Ti pensi tu gli alipedi destrier,
     Fatti arditi dal foco, e dal veneno,
     Che sbuffan fuor, indomiti, et altieri,
     Poter ben governar sotto il tuo freno?
     Posso à pena farl’io, quando empi, e fieri
     Per la gran fugga han maggior foco in seno.
     Deh figliuol mio non m’astringer sì forte,
     Perche l’auttor sarei de la tua morte.

Tu cerchi solo un fido pegno havere,
     Per saper se da me disceso sei:
     Questo tu puoi dal mio volto sapere,
     Da la pietà, che sta ne gli occhi miei.
     In lor puoi chiaro scorgere, e vedere,
     S’ io ti son padre, ò nò; così vorrei,
     Che penetrar potessi ne l’interno
     Per veder meglio il mio pensier paterno.

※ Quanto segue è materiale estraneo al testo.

PR #2592, opened 2019-08-15
[terra-form-select] Add AT announcement for option onClick and unselection via Backspace key for multiple variants

### LINKED ISSUE #2590: [terra-form-select] MultiSelect and TagSelect onClick Option and Backspace Don't Handle AT Announcements Properly
# Bug Report

## Description

Both multiselect variants of terra-form-select (Multi and Tag) do not announce on assistive technology that an option has been unselected using clicks, taps, or backspace, while unselecting an option with the `Enter` key does.

## Steps to Reproduce

For both [MultiSelect](https://engineering.cerner.com/terra-ui/components/terra-form-select/form-select/multi-select) and [TagSelect](https://engineering.cerner.com/terra-ui/components/terra-form-select/form-select/tag-select),

1. navigate to the component's page  and scroll to the examples (the first one is sufficient to demo)
2. turn on AT, e.g JAWS, mac VoiceOver, or ios VoiceOver (most notable on phones since there's no workflow for `ArrowUp`/`ArrowDown` and `Enter`)
3. Click (or tap) on an option to select, it'll say `{option.display} Selected`
4. Click or tap on on the same option, or press backspace, it will just say `{option.display}` or nothing

## Expected Behavior

When clicking on a selected option, it should AT announce `{option.display} Unselected` just like `ArrowUp`/`ArrowDown` and `Enter` workflow.

## Possible Solution

We just need to update the `visuallyHiddenComponent`'s `innerHTML`, identical to [here](https://github.com/cerner/terra-core/blob/master/packages/terra-form-select/src/multiple/Menu.jsx#L373), but in the [MultiSelect's Menu.handleOptionClick](https://github.com/cerner/terra-core/blob/master/packages/terra-form-select/src/multiple/Menu.jsx#L392) and [TagSelect's Menu.handleOptionClick](https://github.com/cerner/terra-core/blob/master/packages/terra-form-select/src/tag/Menu.jsx#L337)

## Environment

* Component Name and Version: terra-form-select, MultiSelect and TagSelect
* Using Assistive Technology, eg. JAWS, mac VoiceOVer, or iOS VoiceOver

## @ Mentions

@nickpith @bjankord

dev-cprice:
### Summary
closes #2590

Add assistive technology announcement in `MultiSelect` and `TagSelect` for option `onClick` (selection & unselection) and unselection via the `Backspace` key. 

[deployment](https://terra-core-deployed-pr-2592.herokuapp.com/)

@cerner/terra

[License]: ../LICENSE


dev-cprice:
WDIO tests passing locally, failing on travis
image

🙃🙃🙃

packages/terra-form-select/src/multiple/Frame.jsx
```diff
@@ -332,7 +335,18 @@ class Frame extends React.Component {
       event.preventDefault();
       this.openDropdown(event);
     } else if (keyCode === KeyCode.KEY_BACK_SPACE && !this.state.searchValue && value.length > 0) {
-      this.props.onDeselect(value[value.length - 1]);
+      const unselectedTxt = intl.formatMessage({ id: 'Terra.form.select.unselected' });
+      const lastOptionValue = value[value.length - 1];
+      const lastOption = React.Children.toArray(children).find(child => child.props.value === lastOptionValue);
```
StephenEsser: I wasn't able to test this on the deployed examples because the values and displays are identical. But I think we may need to use the findByValue utility to search for the appropriate child, specifically for the opt groups. This will do a flat search through the opt group but it won't search through the options of each group.

dev-cprice: Ah, good catch. Forgot about the OptGroups. Will fix that

packages/terra-form-select/src/tag/Menu.jsx
```diff
@@ -340,13 +340,27 @@ class Menu extends React.Component {
...
-    if (MenuUtil.includes(value, option.props.value)) {
-      onDeselect(option.props.value, option);
+
+    const selectedTxt = intl.formatMessage({ id: 'Terra.form.select.selected' });
+    const unselectedTxt = intl.formatMessage({ id: 'Terra.form.select.unselected' });
+    const shouldUnselectOption = MenuUtil.includes(value, option.props.value);
+    const optionATClickText = shouldUnselectOption ? unselectedTxt : selectedTxt;
+
+    if (visuallyHiddenComponent && visuallyHiddenComponent.current) {
+      visuallyHiddenComponent.current.innerHTML = `${option.props.display} ${optionATClickText}`;
```
StephenEsser: This is probably a question for the translations team or someone more familiar with translations, but the grammar in different languages may not always be in this order. 

`Selected` for example has a parameterized version: https://github.com/cerner/terra-core/blob/master/packages/terra-form-select/translations/en-US.json#L8

dev-cprice: I agree. When I copied this from https://github.com/cerner/terra-core/blob/master/packages/terra-form-select/src/multiple/Menu.jsx#L375, I thought it was odd that we weren't translating like:

```js
const unselectedText = intl.formatMessage({ id: 'Terra.form.select.unselected',  { text: option.props.display } });
```

dev-cprice: Translations added and fix made

packages/terra-form-select/src/multiple/Menu.jsx
```diff
@@ -341,40 +338,25 @@ class Menu extends React.Component {
...
-      /*
-        Detecting if browser is not Safari before updating aria-live as there is some odd behaivor
-        with VoiceOver on desktop, that causes the selected option to be read twice when this is
-        is added to aria-live container.
-        When we shift focus back to select, VoiceOver automatically reads the display text.
-        Using aria-hidden on the display does not prevent VO from reading the display text and so it
-        results in reading the display text followed by reading the aria-live message which is
-        the display text + 'selected'
-        */
-      if (SharedUtil.isSafari()) {
```
dev-cprice: removed this check.. leftover from the refactor (missed it then)

doesn't appear to make a difference, especially since both blocks run the same thing

packages/terra-form-select/src/multiple/Menu.jsx
```diff
@@ -341,40 +338,25 @@ class Menu extends React.Component {
...
-        this.props.visuallyHiddenComponent.current.innerText = `${option.props.display} ${unselectedTxt}`;
-      } else {
-        this.props.visuallyHiddenComponent.current.innerText = `${option.props.display} ${unselectedTxt}`;
+      if (visuallyHiddenComponent && visuallyHiddenComponent.current) {
+        visuallyHiddenComponent.current.innerHTML = intl.formatMessage({ id: 'Terra.form.select.unselectedText' }, { text: option.props.display });
+      }
+
+      if (onDeselect) {
```
StephenEsser: Now that the frames are variant specific these callback functions (onSelect / onDeselect) could probably be marked as required. This would remove a lot of the unnecessary guard checks. The Menu should be a private implementation but if you're concerned about passivity this could be a change for another time. But the callback functions should be considered guaranteed here, even if they are not marked as required.

dev-cprice: True, they are guaranteed to be here, given that we always pass `handleX` from above

It ain't public, so I'm fine with making them `.isRequired`

dev-cprice: Actually, this isn't entirely true..

https://github.com/cerner/terra-core/blob/master/packages/terra-form-select/src/multiple/Frame.jsx#L582-L594

`onDeselect` is passed from `props`, which has a defaultValue of `undefined` [here](https://github.com/cerner/terra-core/blob/master/packages/terra-form-select/src/multiple/Frame.jsx#L106)

So, in order to be confident that they are present, I say we either:

- [ ] add defaultProps of `() => {}` for all callbacks
- [ ] keep truthy checks for callbacks
- [ ] add bound wrapper methods in `Frame` (later, the individual variant implementations)

The last option is similar to the first, but would end up basically adding more noise for the same effect, with maybe a lil more safety e.g.:

```jsx
handleOnDeselect = (value) => {
  const { onDeselect } = this.props;

  if (onDeselect) {
    onDeselect(value);
  }
}
```

bjankord: > We can tackle it in another issue. 
:+1: I'd leave the code as-is. We can talk about it in our weekly sync but I don't want to derail this PR.

StephenEsser: These functions are guaranteed to exist from the base Multiple component.

https://github.com/cerner/terra-core/blob/master/packages/terra-form-select/src/MultiSelect.jsx#L203-L204

dev-cprice: This can/will be address when the Frame and Selects are flattened then.

StephenEsser: When the frame is flattened this will become more obvious

mmalaker:
Functional verification completed. The multiselect and tag select examples now function as expected with screen readers. One issue noted is that tapping on tags within the text field on mobile does not delete them. That will be addressed as a separate issue.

Che mi preghi infelice, che m’abbracci
     Per ottenere il temerario intento,
     Che senza, che parola più ne facci,
     Ho da servar lo stigio giuramento.
     Mi spiace ben, che cosa ti procacci,
     Ond’ io ne viva poi sempre scontento.
     Cio, che chiedi, haverai: ma ben t’essorto,
     Che più nel chieder tuo ti mostri accorto.